The task:
Line by line, set down the records exactly as they appear below.

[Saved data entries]
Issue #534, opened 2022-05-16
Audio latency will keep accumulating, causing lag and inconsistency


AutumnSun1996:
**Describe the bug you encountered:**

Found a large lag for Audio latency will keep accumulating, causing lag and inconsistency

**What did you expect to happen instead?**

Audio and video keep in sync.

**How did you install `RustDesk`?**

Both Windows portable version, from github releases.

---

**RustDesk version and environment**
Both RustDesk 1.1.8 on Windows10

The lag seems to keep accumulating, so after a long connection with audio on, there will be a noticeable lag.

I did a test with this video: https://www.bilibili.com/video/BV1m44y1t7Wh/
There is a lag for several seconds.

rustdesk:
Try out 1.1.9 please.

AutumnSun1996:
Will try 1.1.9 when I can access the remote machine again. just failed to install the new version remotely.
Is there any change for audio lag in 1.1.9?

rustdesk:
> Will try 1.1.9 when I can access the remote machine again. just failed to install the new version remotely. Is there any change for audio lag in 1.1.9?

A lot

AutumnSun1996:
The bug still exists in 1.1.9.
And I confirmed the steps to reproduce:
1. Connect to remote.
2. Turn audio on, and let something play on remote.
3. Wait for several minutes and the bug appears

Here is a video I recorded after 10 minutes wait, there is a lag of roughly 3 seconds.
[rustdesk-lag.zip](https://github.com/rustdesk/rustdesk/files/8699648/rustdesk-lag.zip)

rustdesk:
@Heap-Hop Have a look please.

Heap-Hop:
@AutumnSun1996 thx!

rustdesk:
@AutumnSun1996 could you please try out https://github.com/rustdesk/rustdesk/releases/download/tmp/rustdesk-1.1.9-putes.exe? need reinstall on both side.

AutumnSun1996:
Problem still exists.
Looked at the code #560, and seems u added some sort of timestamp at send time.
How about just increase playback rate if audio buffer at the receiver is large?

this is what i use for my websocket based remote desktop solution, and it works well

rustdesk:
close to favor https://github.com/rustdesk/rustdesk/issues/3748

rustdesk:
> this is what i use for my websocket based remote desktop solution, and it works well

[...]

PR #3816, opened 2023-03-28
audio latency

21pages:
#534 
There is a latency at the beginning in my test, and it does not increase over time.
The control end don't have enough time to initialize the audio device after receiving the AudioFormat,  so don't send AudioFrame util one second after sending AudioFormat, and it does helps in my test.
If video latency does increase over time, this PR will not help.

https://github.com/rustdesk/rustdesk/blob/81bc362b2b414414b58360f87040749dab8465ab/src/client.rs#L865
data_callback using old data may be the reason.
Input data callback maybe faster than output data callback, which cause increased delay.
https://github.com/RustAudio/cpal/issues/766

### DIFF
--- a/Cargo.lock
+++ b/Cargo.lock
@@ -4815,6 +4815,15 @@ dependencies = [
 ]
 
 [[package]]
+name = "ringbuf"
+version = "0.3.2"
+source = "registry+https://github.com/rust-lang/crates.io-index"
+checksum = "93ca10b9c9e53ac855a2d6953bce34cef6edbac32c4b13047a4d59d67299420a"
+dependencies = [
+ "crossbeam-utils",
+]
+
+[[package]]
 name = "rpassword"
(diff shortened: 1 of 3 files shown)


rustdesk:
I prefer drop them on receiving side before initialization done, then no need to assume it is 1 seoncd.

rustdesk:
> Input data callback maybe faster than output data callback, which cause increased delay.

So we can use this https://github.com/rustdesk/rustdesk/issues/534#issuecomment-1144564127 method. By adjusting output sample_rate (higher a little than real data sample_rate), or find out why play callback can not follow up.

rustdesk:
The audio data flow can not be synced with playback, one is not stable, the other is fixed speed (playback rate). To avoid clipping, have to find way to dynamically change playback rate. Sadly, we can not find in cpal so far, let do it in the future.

Result of this exercise:
Issue #534, opened 2022-05-16
Audio latency will keep accumulating, causing lag and inconsistency


AutumnSun1996:
**Describe the bug you encountered:**

Found a large lag for Audio latency will keep accumulating, causing lag and inconsistency

**What did you expect to happen instead?**

Audio and video keep in sync.

**How did you install `RustDesk`?**

Both Windows portable version, from github releases.

---

**RustDesk version and environment**
Both RustDesk 1.1.8 on Windows10

The lag seems to keep accumulating, so after a long connection with audio on, there will be a noticeable lag.

I did a test with this video: https://www.bilibili.com/video/BV1m44y1t7Wh/
There is a lag for several seconds.

rustdesk:
Try out 1.1.9 please.

AutumnSun1996:
Will try 1.1.9 when I can access the remote machine again. just failed to install the new version remotely.
Is there any change for audio lag in 1.1.9?

rustdesk:
> Will try 1.1.9 when I can access the remote machine again. just failed to install the new version remotely. Is there any change for audio lag in 1.1.9?

A lot

AutumnSun1996:
The bug still exists in 1.1.9.
And I confirmed the steps to reproduce:
1. Connect to remote.
2. Turn audio on, and let something play on remote.
3. Wait for several minutes and the bug appears

Here is a video I recorded after 10 minutes wait, there is a lag of roughly 3 seconds.
[rustdesk-lag.zip](https://github.com/rustdesk/rustdesk/files/8699648/rustdesk-lag.zip)

rustdesk:
@Heap-Hop Have a look please.

Heap-Hop:
@AutumnSun1996 thx!

rustdesk:
@AutumnSun1996 could you please try out https://github.com/rustdesk/rustdesk/releases/download/tmp/rustdesk-1.1.9-putes.exe? need reinstall on both side.

AutumnSun1996:
Problem still exists.
Looked at the code #560, and seems u added some sort of timestamp at send time.
How about just increase playback rate if audio buffer at the receiver is large?

this is what i use for my websocket based remote desktop solution, and it works well

rustdesk:
close to favor https://github.com/rustdesk/rustdesk/issues/3748

rustdesk:
> this is what i use for my websocket based remote desktop solution, and it works well

[...]

PR #3816, opened 2023-03-28
audio latency

21pages:
#534 
There is a latency at the beginning in my test, and it does not increase over time.
The control end don't have enough time to initialize the audio device after receiving the AudioFormat,  so don't send AudioFrame util one second after sending AudioFormat, and it does helps in my test.
If video latency does increase over time, this PR will not help.

https://github.com/rustdesk/rustdesk/blob/81bc362b2b414414b58360f87040749dab8465ab/src/client.rs#L865
data_callback using old data may be the reason.
Input data callback maybe faster than output data callback, which cause increased delay.
https://github.com/RustAudio/cpal/issues/766

### DIFF
--- a/Cargo.lock
+++ b/Cargo.lock
@@ -4815,6 +4815,15 @@ dependencies = [
 ]
 
 [[package]]
+name = "ringbuf"
+version = "0.3.2"
+source = "registry+https://github.com/rust-lang/crates.io-index"
+checksum = "93ca10b9c9e53ac855a2d6953bce34cef6edbac32c4b13047a4d59d67299420a"
+dependencies = [
+ "crossbeam-utils",
+]
+
+[[package]]
 name = "rpassword"
(diff shortened: 1 of 3 files shown)


rustdesk:
I prefer drop them on receiving side before initialization done, then no need to assume it is 1 seoncd.

rustdesk:
> Input data callback maybe faster than output data callback, which cause increased delay.

So we can use this https://github.com/rustdesk/rustdesk/issues/534#issuecomment-1144564127 method. By adjusting output sample_rate (higher a little than real data sample_rate), or find out why play callback can not follow up.

rustdesk:
The audio data flow can not be synced with playback, one is not stable, the other is fixed speed (playback rate). To avoid clipping, have to find way to dynamically change playback rate. Sadly, we can not find in cpal so far, let do it in the future.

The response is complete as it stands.